PR #322, opened 2021-01-24
Show the current ProxyURL being used by an HTTP/HTTPS sliver

dzflack:
#### Card

No card 😬 

#### Details

For HTTP/HTTPS slivers, display the current proxy in use by the sliver when the `info` command is used.

Thought this would be useful information to have in case there is some ambiguity regarding which proxy the victim is using.

This seemed like the simplest way to surface this information, happy to modify it as need be.

*Windows Screenshot*

image

*macOS Screenshot*

image


rkervella (approved):
Looks good to me.

dzflack:
Sweet! Fixed up the commit signatures 👍

PR #329, opened 2021-02-06
Host based UUID

usiegl00:
#### Card
Enables each target host to have a Universally Unique IDentifier.
#### Details
UUID's are retrieved differently on each OS.

Windows - `csproduct get UUID` wmi call
Darwin - `gethostuuid` system call
Linux - `/var/lib/dbus/machine-id` system file

##### Notes

More fallbacks can be added for each OS.
If no UUID is found, one will be randomly generated.
The above methods can generate logs on the target host. (Especially the wmi call)
When building for Darwin the pr only works with `--skip-symbols`.
Here is the log for the obfuscated build: (Without `--skip-symbols`)
Commands:
```bash
~/sliver $ make static && ./sliver-server
 	  ██████  ██▓     ██▓ ██▒   █▓▓█████  ██▀███
	▒██    ▒ ▓██▒    ▓██▒▓██░   █▒▓█   ▀ ▓██ ▒ ██▒
	░ ▓██▄   ▒██░    ▒██▒ ▓██  █▒░▒███   ▓██ ░▄█ ▒
	  ▒   ██▒▒██░    ░██░  ▒██ █░░▒▓█  ▄ ▒██▀▀█▄
	▒██████▒▒░██████▒░██░   ▒▀█░  ░▒████▒░██▓ ▒██▒
	▒ ▒▓▒ ▒ ░░ ▒░▓  ░░▓     ░ ▐░  ░░ ▒░ ░░ ▒▓ ░▒▓░
	░ ░▒  ░ ░░ ░ ▒  ░ ▒ ░   ░ ░░   ░ ░  ░  ░▒ ░ ▒░
	░  ░  ░    ░ ░    ▒ ░     ░░     ░     ░░   ░
		  ░      ░  ░ ░        ░     ░  ░   ░

All hackers gain annihilator
[*] Server v1.2.1
[*] Welcome to the sliver shell, please type 'help' for options

sliver > generate --os darwin --skip-symbols --mtls 127.0.0.1

[*] Generating new darwin/amd64 implant binary
[!] Symbol obfuscation is disabled
[*] Build completed in 00:00:04
[*] Implant saved to LEVEL_GASOLINE

sliver > generate --os darwin --mtls 127.0.0.1

[*] Generating new darwin/amd64 implant binary
[*] Symbol obfuscation is enabled.
[*] This process can take awhile, and consumes significant amounts of CPU/Memory
[!] rpc error: code = Unknown desc = open ~/.sliver/slivers/darwin/amd64/CONSIDERABLE_POSTBOX/obfuscated/bin/CONSIDERABLE_POSTBOX: no such file or directory

sliver > exit
```
Log: (~/.sliver/logs/sliver.log)
```text
[sliver@/server/gogo/go.go:109] --- stderr ---
eeoamhbbnp/epfhffilnf/s25_darwin.go:43:2: code in directory ~/.sliver/slivers/darwin/amd64/CONSIDERABLE_POSTBOX/obfuscated/src/hmhnagohlh/calapmmjgg/gamffohdbc/unix expects import "golang.org/x/sys/unix"
```


sliver/hostuuid/uuid_windows.go
```diff
@@ -0,0 +1,38 @@
...
+  along with this program.  If not, see <https://www.gnu.org/licenses/>.
+*/
+
+import (
+	"bytes"
+	"os/exec"
+)
+
+func GetUUID() string {
+	cmd := exec.Command("wmic.exe", "csproduct", "get", "UUID")
```
rkervella, line 29: I'd like to avoid creating a sub process just for that, especially since calling `wmi.exe` is often flagged as suspicious.
I just did a quick test, and turns out you can get the UUID from the registry in `HKEY_LOCAL_MACHINE\SYSTEM\HardwareConfig\LastConfig`.
So I'd prefer to have you query that than resorting to calling a sub process.

sliver/hostuuid/uuid_linux.go
```diff
@@ -0,0 +1,37 @@
...
+  along with this program.  If not, see <https://www.gnu.org/licenses/>.
+*/
+
+import (
+	"fmt"
+	"io/ioutil"
+)
+
+func GetUUID() string {
+	uuid, err := ioutil.ReadFile("/var/lib/dbus/machine-id")
```
rkervella, line 29: I think it'd be better to switch to `/etc/machine-id`, as dbus could be missing on some systems.

sliver/hostuuid/uuid_darwin.go
```diff
@@ -0,0 +1,83 @@
...
+
+type timespec struct {
+	tv_sec  uint32
+	tv_nsec int32
+}
+
+func GetUUID() string {
+	uuid := uuid_t{}
+	timespec := timespec{tv_sec: 5, tv_nsec: 0}
+	unix.Syscall(142,
```
rkervella, line 64: Can we make `142` a constant, to make sure we know what it refers to?

rkervella (changes requested):
A few things to update, but otherwise this PR looks good.
Thanks @usiegl00

sliver/hostuuid/uuid_darwin.go
rkervella, line 64: You can avoid using the `golang.org/x/sys/unix` dependency and use the `syscall` package instead, if all you're doing is calling `syscall.Syscall`. It will fix the obfuscation issue.

sliver/hostuuid/uuid_windows.go
usiegl00: How about native wmi?
https://stackoverflow.com/questions/20365286/query-wmi-from-go

sliver/hostuuid/uuid_linux.go
usiegl00: Should I keep dbus as a fallback?

sliver/hostuuid/uuid_darwin.go
usiegl00: Will do.

usiegl00: Great.

sliver/hostuuid/uuid_linux.go
rkervella: Can't hurt I guess. I just checked and the value is the same on Fedora.

sliver/hostuuid/uuid_windows.go
rkervella: I thought about it but it's adding a new 3rd party dependency, which we usually try to avoid due to the obfuscation process. The `golang.org/x/sys/windows` dependency is already present and allows you to query the registry quite easily.

rkervella:
@usiegl00 I just thought about it, but we could also probably move the `google/uuid` dependency server-side: since it's there as a fallback solution, and two executions on the same host will result in two different UUIDs, we could send an empty UUID and let the server populate that when the session registers.
That way we can cut out the 3rd party dependency from the implant code, which will avoid adding more passes in the obfuscation process.
Thoughts?

usiegl00:
Sounds good.

Because I am no longer depending on the x/sys/unix package, should I revert my changes in the string-obfuscator?
Notably I changed the dynamic length calculation to static in order to prevent a syntax error.

sliver/hostuuid/uuid_windows.go
rkervella: > Sounds good.
> 
> Because I am no longer depending on the x/sys/unix package, should I revert my changes in the string-obfuscator?
> Notably I changed the dynamic length calculation to static in order to prevent a syntax error.

Yes absolutely. I saw the change and wasn't sure what it was about. Please avoid modifying the obfuscator code as much as possible, unless your PR is about obfuscation. I first thought your commit was reverting a previous modification you made, so I have no commented on it.
However, if you spot issues in the obfuscator code, we'll be glad to accept fixes :)

usiegl00: I'll add the obfuscator change in a separate pr.

rkervella (approved):

PR #347, opened 2021-03-11
Fix cannot find 'nm'

tututu-patch:
https://github.com/BishopFox/sliver/wiki/Stagers

I encountered this error when generating stagers. I located this location through the log and the environment variable was not added, which resulted in the nm not being found.

^[[36mINFO^[[0m[2021-03-11T02:50:45+01:00] [sliver/server/gogo/go.go:203] --- stdout ---

^[[36mINFO^[[0m[2021-03-11T02:50:45+01:00] [sliver/server/gogo/go.go:204] --- stderr ---
# runtime/cgo
collect2: fatal error: cannot find 'nm'
compilation terminated.


moloch--:
Yea I was hoping we didn't need to pass down the full path with Garble but looks like Go still needs it.

PR #356, opened 2021-03-23
Force static build

rkervella:
Adding `-extldflags "-static"` to force static build. Since we're using CGO now, builds generated on certain Linux systems were not running on others, due to libc imcompatibility.


rkervella:
Hmm ok seems trickier than I expected.

moloch--:
Do we need this flag on other platforms or just Linux?

moloch--:
Looks like 'no' - https://stackoverflow.com/questions/3801011/ld-library-not-found-for-lcrt0-o-on-osx-10-6-with-gcc-clang-static-flag

PR #389, opened 2021-04-10
Add wireguard C2 tests

rkervella:
Add unit tests for Wireguard C2.


rkervella:
Force merge, because the only failed check is the codeql scanning.

PR #410, opened 2021-04-26
Update Reconnect & Poll Intervals - DNS failure bug fix

rwincey:
#### Details
This pull requests has 2 changes:

1: Add the ability to view and update the reconnect and poll intervals using the "set" command in the implant.

2. Fix the issue where a DNS implant never leaves the DNS poll loop whether the implant is down or not thus never re-enters the reconnect logic. Code was added to break out of the DNS poll loop after 3 subsequent DNS poll fails. 3 was chose at random just so it was more than 1 (since this happens quite often with UDP DNS).


moloch--:
Thanks for the PR! Give us a little time to review, but looks pretty good!

PR #418, opened 2021-04-29
Fetch correct remote addr when sliver server runs behind reverse proxy

janedoe-lab:


moloch--:
Thanks for the PR, we'll likely get a version of this merged shortly. I think we may have a chat internally about how to represent this, it may be worth annotating the "Remote Address" when it's pulled from a header vs. the underlying TCP connection.

PR #423, opened 2021-05-02
Client

maxlandon:
Another iteration of my Client console, with changes this time directly applied to BishopFox/master.
All regressions fixed. Many enhancements as compared to the last Client Console PR commit.
Misses very little things, that I will push in a commit tonight.

 (I cannot deliver this via an alternative client repo unfortunately, because I would have to keep track of every single change in master in order to keep commands up-to-date...)

Because the changes are big, I've structured the commits per the following:
1 - All console, config and entrypoint changes (mostly replacements of grumble)
2 - All server-side code (assets, RPC stubs and protobuf)
3 - All commands that apply only to the client and the server, with their completions.
4 - All C2 (listeners) commands, except WireGuard at this commit.

5- All Session commands, with conditional binding based on the session OS (and the current transport, for WireGuard socks/portfwd)
6 - Removed all old commands
7 - Pretty self-explanatory
8 - Same
9 - The last one, which is mostly about removing `util.Error` or `util.Warn` messages from every command, and cache the session working directory so that interacting with an implant does not automatically communicate with it.


moloch--:
Closing due to age, but fret not we'll be incorporating a lot of your ideas/code into the client.

Issue #154, opened 2020-03-02
Make netstat cross-platform


rkervella:
The `netstat` command is currently only supporting the Linux and Windows platforms.
Ideally, we'd want to have something working on Unix boxes (BSD/OS X).

rkervella:
Done in bd8229831c464c0a9fabb558dcea225865477849

PR #425, opened 2021-05-03
Multiple improvments

rkervella:
Add the ability to remove environment variables from the implant process.

Fix a bug introduced recently where the `--poll` flag for `generate` was not present in the `new-profile` command, causing a crash during flag parsing.


protobuf/sliverpb/constants.go
```diff
@@ -186,6 +186,8 @@ const (
 	MsgSetEnvReq
 	// MsgSetEnv
 	MsgSetEnv
+	// MsgUnsetEnvReq
+	MsgUnsetEnvReq
```
moloch--, line 190: Careful here, this will cause an incompatibility with older implants since it will redefine the values after it.

We can probably just bundle in more fixes and push a v1.5.0 or something.

rkervella: Good catch, I'll move it to the bottom.

rkervella:
Alright, this should be ready to merge for a v1.5.0.

I added more support for MacOS on the `ps` command, so now we extract the process owner and process command line.

rkervella:
Added support for macos on the `netstat` command, which will fix #154 .

PR #441, opened 2021-06-25
Add an SSH client to implants

rkervella:
This PR adds an SSH client to implants, as well as a new `ssh` command to run one-off commands via this client.


rkervella:
Forcing merge for now, I'll fix the CodeQL stuff later.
——————————
• **Exercise goal**:
Some lines in the material contain "logs". Show all of them.

• **Exercise output**:
The above methods can generate logs on the target host. (Especially the wmi call)
Log: (~/.sliver/logs/sliver.log)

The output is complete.